2 The only search method that could undercover the euglena in this hierarchy is one that goes to every node in turn and asks the question "do any of the things in this node self-propel?" But such a method of searching renders the hierarchy useless.
3 Taxonomists eventually addressed the problem of the euglena by creating a new kingdom, Protista, which is essentially a dumping ground for small things that aren't quite animals, and aren't quite plants. The creation of this new kingdom has resulted in a host of new difficulties for the taxonomist. This illustrates an important point about classifications that are this complex: changing the hierarchy to address one set of problems tends to create a new set of problems.
4 "Big" or "strong" AI, as opposed to "weak" AI, is artificial intelligence that attempts to fully replicate the mental abilities of human beings. Weak AI, a more recent endeavor, has largely sprung up from the ashes of strong AI's spectacular failure. Weak AI attempts to create a machine that is very good at a single, clearly defined task, such as playing chess. In order for search engines to be able to read and understand the documents they index, they would have to be dramatic examples of strong AI.

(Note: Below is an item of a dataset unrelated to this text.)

Issue #4275, opened 2024-02-19
[Flaky Test]: TestStandaloneUpgradeWithGPGFallbackOneRemoteFailing tried to download an incorrect artifact


rdner:
### Failing test case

5 According to Dreyfus, the central problem facing computers is that they don't have bodies. Without bodies, they cannot acquire the vast amounts of common sense knowledge that humans naturally accumulate through the trial and error experiences that necessarily follow upon being a living being. This sort of knowledge is as basic as: "when [George Washington] was in the Capitol, so was his left foot, and that, when he died, he stayed dead" ( p. 16 ). Without this body of knowledge, a computer cannot hope to understand anything that was written which assumes it, i.e., anything ever written by a person. But the size of this body of common sense knowledge is inconceivably large, so to make it explicit and program it into a computer seems impossible.
7 See http://www.google.com/technology/index.html for a very brief overview of Google's page ranking method.
8 "Isolated" only in the sense that it is isolated from the Star Trek group. It may well be linked in to any number of other groups, with different areas of focus.
9 Klingon is a fictional language, spoken by the alien race of the same name in some Star Trek television shows and movies. The linguist Marc Okrand developed its syntax and vocabulary in 1984.